Saved data entries:
PR #1454, opened 2023-11-17
docs: change accounts example to orgs and units

staceysalamon-aiven:

Accounts are being replaced by organizations and units in Aiven platform. The accounts example has been updated to show users how to create an organization, units, and projects.


examples/account/README.md
```diff
@@ -1,118 +1,154 @@
-# Aiven Project, Account, and Teams Example
+# Aiven organizations, units, and projects example
```
Serpentiel, line 1: this has to be created separately from `examples/account`, e.g. as `examples/organization`, let's not delete the old docs while the resources are still partially supported

Serpentiel (changes requested):

Serpentiel:
@staceysalamon-aiven any news in regards to this PR? If not, I propose to close it.

PR #1457, opened 2023-11-24
feat(service): add connection_info field to components

### LINKED ISSUE #1444: Provide Kafka SASL connect uri on aiven_kafka
## What is currently missing?

There doesn't seem to be any output from `aiven_kafka` that provides the SASL connect uri.
Currently, you have to do a workaround like:

```
locals {
  sasl_uri = [for component in aiven_kafka.kafka.components :
  "${component.host}:${component.port}" if component.kafka_authentication_method == "sasl"]
}
```

Serpentiel:

adds `connection_info` field to components of all services

resolves #1444 

## Why this way

to provide with a convenient way to retrieve `host:port` string and ease the process of usage of those fields


ivan-savciuc (approved):
LGTM

PR #1459, opened 2023-11-27
chore(service): rename connection_info field to connection_uri

Serpentiel:

renames services' `connection_info` field to `connection_uri`

## Why this way

better naming


byashimov (approved):
lgtm

PR #1461, opened 2023-12-04
fix(kafka_topic): remove expect non empty diff in test

byashimov:

Should not expect non-empty plan:

> When a test is ran, Terraform runs plan, apply, refresh, and then final plan for each TestStep in the TestCase. If the last plan results in a non-empty plan, Terraform will exit with an error. This enables developers to ensure that configurations apply cleanly. In the case of introducing regression tests or otherwise testing specific error behavior, TestStep offers a boolean field [ExpectNonEmptyPlan](https://pkg.go.dev/github.com/hashicorp/terraform-plugin-testing/helper/resource#TestStep.ExpectNonEmptyPlan) as well ExpectError regex field to specify ways the test framework can handle expected failures. If these properties are omitted and either a non-empty plan occurs or an error encountered, Terraform will fail the test.

### DIFF
--- a/internal/sdkprovider/service/kafkatopic/kafka_topic_test.go
+++ b/internal/sdkprovider/service/kafkatopic/kafka_topic_test.go
@@ -401,8 +401,7 @@ func TestAccAivenKafkaTopic_recreate_missing(t *testing.T) {
 			},
 			{
 				// Step 3: recreates the topic
-				ExpectNonEmptyPlan: true,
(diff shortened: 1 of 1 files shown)


byashimov:
[tests](https://github.com/aiven/terraform-provider-aiven/actions/runs/7087858067)

Serpentiel (approved):
lgtm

PROMPT:
The answer consists of every entry, returned exactly.

ANSWER SPACE:
PR #1454, opened 2023-11-17
docs: change accounts example to orgs and units

staceysalamon-aiven:

Accounts are being replaced by organizations and units in Aiven platform. The accounts example has been updated to show users how to create an organization, units, and projects.


examples/account/README.md
```diff
@@ -1,118 +1,154 @@
-# Aiven Project, Account, and Teams Example
+# Aiven organizations, units, and projects example
```
Serpentiel, line 1: this has to be created separately from `examples/account`, e.g. as `examples/organization`, let's not delete the old docs while the resources are still partially supported

Serpentiel (changes requested):

Serpentiel:
@staceysalamon-aiven any news in regards to this PR? If not, I propose to close it.

PR #1457, opened 2023-11-24
feat(service): add connection_info field to components

### LINKED ISSUE #1444: Provide Kafka SASL connect uri on aiven_kafka
## What is currently missing?

There doesn't seem to be any output from `aiven_kafka` that provides the SASL connect uri.
Currently, you have to do a workaround like:

```
locals {
  sasl_uri = [for component in aiven_kafka.kafka.components :
  "${component.host}:${component.port}" if component.kafka_authentication_method == "sasl"]
}
```

Serpentiel:

adds `connection_info` field to components of all services

resolves #1444 

## Why this way

to provide with a convenient way to retrieve `host:port` string and ease the process of usage of those fields


ivan-savciuc (approved):
LGTM

PR #1459, opened 2023-11-27
chore(service): rename connection_info field to connection_uri

Serpentiel:

renames services' `connection_info` field to `connection_uri`

## Why this way

better naming


byashimov (approved):
lgtm

PR #1461, opened 2023-12-04
fix(kafka_topic): remove expect non empty diff in test

byashimov:

Should not expect non-empty plan:

> When a test is ran, Terraform runs plan, apply, refresh, and then final plan for each TestStep in the TestCase. If the last plan results in a non-empty plan, Terraform will exit with an error. This enables developers to ensure that configurations apply cleanly. In the case of introducing regression tests or otherwise testing specific error behavior, TestStep offers a boolean field [ExpectNonEmptyPlan](https://pkg.go.dev/github.com/hashicorp/terraform-plugin-testing/helper/resource#TestStep.ExpectNonEmptyPlan) as well ExpectError regex field to specify ways the test framework can handle expected failures. If these properties are omitted and either a non-empty plan occurs or an error encountered, Terraform will fail the test.

### DIFF
--- a/internal/sdkprovider/service/kafkatopic/kafka_topic_test.go
+++ b/internal/sdkprovider/service/kafkatopic/kafka_topic_test.go
@@ -401,8 +401,7 @@ func TestAccAivenKafkaTopic_recreate_missing(t *testing.T) {
 			},
 			{
 				// Step 3: recreates the topic
-				ExpectNonEmptyPlan: true,
(diff shortened: 1 of 1 files shown)


byashimov:
[tests](https://github.com/aiven/terraform-provider-aiven/actions/runs/7087858067)

Serpentiel (approved):
lgtm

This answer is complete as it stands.